■ Data for processing ■
PR #421, opened 2024-11-06
Minor additions to the decontamination script

pdasigi:
- Adding safety evals
- Write parquet files when decontaminating datasets (instead of jsonl)


natolambert (approved):
LGTM. Merging so we don't forget it.

PR #425, opened 2024-11-10
Unseen evals n the oe-eval.sh script

pdasigi:


natolambert (approved):
We should add an arg that works with `submit_eval_jobs.py` too. Can do that in this PR or after.

pdasigi:
@natolambert I added a flag to `submit_eval_jobs.py`. The current setting is to either run dev evals or unseen evals, not both. I think this should be fine. Do you see any issues?

natolambert:
Nope, seems good. I think we'll prolly manually run unseen to keep things clean.

PR #707, opened 2025-06-06
Fix oe-eval bracket

hamishivi:
bugfix. auto evals broken without this.


saumyamalik (commented):
good catch, looks good

PR #710, opened 2025-06-06
vLLM hosted judge + general verifier

hamishivi:
Changes needed to use: https://huggingface.co/TIGER-Lab/general-verifier

Also refactor setup a bit: we now can specify an extractor for a given judge/prompt. This hopefully provides some more flexibility with templates in the future.

I think for now, lets just do the simple/dumb thing of we launch a judge separately, and then ping it repeatedly. This is annoying if we want to develop on judges, but I think makes sense for now.

see scripts/train/rlvr/judge_general_verifier.sh for how to run this yourself.

Example run: https://wandb.ai/ai2-llm/open_instruct_internal/runs/78ow09w2


saurabh111233212 (approved):
nice! I like the extractor map thing, makes sense to me.

PR #712, opened 2025-06-08
Update uv command + tokenizer fixes

hamishivi:
found a slightly better uv command to generate requirements, just edited to fix file.

Also:
- allow vllm to use a custom tokenizer. This might be useful in future, but not sure. Added anyway. Either way, this keeps things more consistent (if the user specifies a custom tokenizer, vllm will now respect that)
- Guard against the padding token appearing in our tokenized inputs in RLVR tokenize. Turns out this was happening and was the cause of my vllm errors. I don't know why exactly its happened, but adding this guard is reasonable anyway. We assume a pad token later (when constructing the batch), so we want to keep this extra pad token around.


saurabh111233212 (approved):
lgtm assuming it's tested

PR #713, opened 2025-06-10
Fix judge templates

hamishivi:
format call stuffed up them, i think this should fix.


fabrahman:
This is working fine!
thanks

PR #715, opened 2025-06-12
DSCHF Fixes

hamishivi:
We need to keep dschf around to keep deepspeed behaving properly, which is important for large (32b) runs. this assigns the object to a variable and so keeps it alive.

Yes, its very spooky.


natolambert (approved):
im just wondering how you found this

PR #722, opened 2025-06-16
Various bag of fixes.

hamishivi:
1. Remove thinking traces for IFEval and GSM8k from output.
2. Add 'world padding'. This will prevent the issue of not having enough data to run a gradient step after packing in some cases, at the cost of just wasting some compute. This is mainly useful if you want to run multiple models with similar hypers, and one model just isnt training. In other cases, if you see this happen on runs, you should really just increase the batch size or reduce packing length or similar.
3. Add process_output by default to our eval runs. This means the thinking trace is stripped from the output before being passed to the evaluation, which makes AlpacaEval/IFEval style evaluations actually make sense for thinking models (we shouldn't evaluate the thinking process, just the final actual answer).

### DIFF
--- a/open_instruct/ground_truth_utils.py
+++ b/open_instruct/ground_truth_utils.py
@@ -282,7 +282,7 @@ class IFEvalVerifier(VerifierFunction):
         constraint_dict = constraint_dict[0]
         if isinstance(constraint_dict, str):
             constraint_dict = json.loads(constraint_dict)
-        answer = remove_thinking_section(prediction)
+        answer = remove_thinking_section(prediction).strip()
         instruction_keys = constraint_dict["instruction_id"]
         args_list = constraint_dict["kwargs"]
         rewards = []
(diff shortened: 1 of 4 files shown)


ValentinaPy (approved):
LGTM, I tested it in a run yesterday and it works great!

saurabh111233212:
I approved - still a bit confused when you get into situations where batch size is less than world size but looks fine to me. Maybe should be a flag that defaults to off if it's wasting compute? I don't feel strongly abt this

hamishivi:
To explain why we might need world padding for posterity:

If we pack such that we only have 2 batches, but 8 gpus, then currently the code just skips the entire step. Sometimes we end up with models that output really short outputs and we end up always skipping training. This 'fixes' by just making fake batches that don't contribute gradients for the rest of the gpus to process. this wastes compute, so I'm flag-gating it.... generally if you hit this scenario you should just increase batch size / decrease packing length, but sometimes if you want to do sweeps across models with the same hypers it can be useful to use this.

PR #729, opened 2025-06-19
add long-form rl-rag reward

RulinShao:
# Reward Design

### Global Rewards
* Rubric rewards. LLM-as-a-judge
    * For each training/test sample, we generate per-sample rubrics for evaluation. For example, the rubric could be “the starting of the answer should introduce the background of XXX”. We use LLM-as-a-judge for rubric evaluation, which outputs a scalar score. We (weighted) average over all rubrics as the final rubric reward.
* Global rubric rewards. LLM-as-a-judge
    * This is a placeholder for a general rubric evaluation prompt for all examples.
* Length rewards (optional).
    * We use this reward to steer the generation towards the ideal length.

### Citation Rewards.
* Citation rewards (F1, prompts adapted from [LongCite](https://arxiv.org/abs/2409.02897)).
    * Citation factuality.
        * Check if the generated citation id is a valid id present in context. Return #valid_ids / #total_ids as the reward.
    * Citation quality Avg(F1=2(R*P)/(R+P)) LLM-as-a-judge
            * For each claim, compute the recall and precision.
    * Recall.
        * When the claim has no citation:
            * Return 1 if the model thinks this sentence does not require citation; return 0 otherwise.
        * When the claim has citations:
            * Return 1 if the claim is fully supported by corresponding citations;
            * Return 0.5 if the claim is partially supported by corresponding citations;
            * Return 0 if the claim is not supported by the citations.
    * Precision.
        * For citations, return 1 if it is relevant, else 0.

### DIFF
--- a/open_instruct/search_rewards/README.md
+++ b/open_instruct/search_rewards/README.md
@@ -1,0 +1,265 @@
+# Search Rewards Module
+
+This module provides a comprehensive reward scoring system for evaluating responses to paper search queries. It uses a rubric-based approach with multiple scoring components to assess the quality of answers.
+
+## Overview
+
+The reward function evaluates responses based on several criteria including:
+- **Length appropriateness** - Optimal response length (300-600 words)
+- **Expertise level** - Alignment with expected user expertise
+- **Citations and excerpts** - Proper citation usage and supporting quotes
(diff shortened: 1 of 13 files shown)


hamishivi:
Closing since we have actual dr tulu repo now :D

PR #731, opened 2025-06-20
Ruff and linting in pyproject.toml

mnoukhov:
I've moved all the linting settings from isort and black into `pyproject.toml` and I've also added support for `ruff` which has become the default linter, formatter, and import sorter in many python projects. It also allow for easy adding autoformat on save.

■ Task goal ■
Go through the records above and copy every line with the word "works".

■ Response area ■
We should add an arg that works with `submit_eval_jobs.py` too. Can do that in this PR or after.
LGTM, I tested it in a run yesterday and it works great!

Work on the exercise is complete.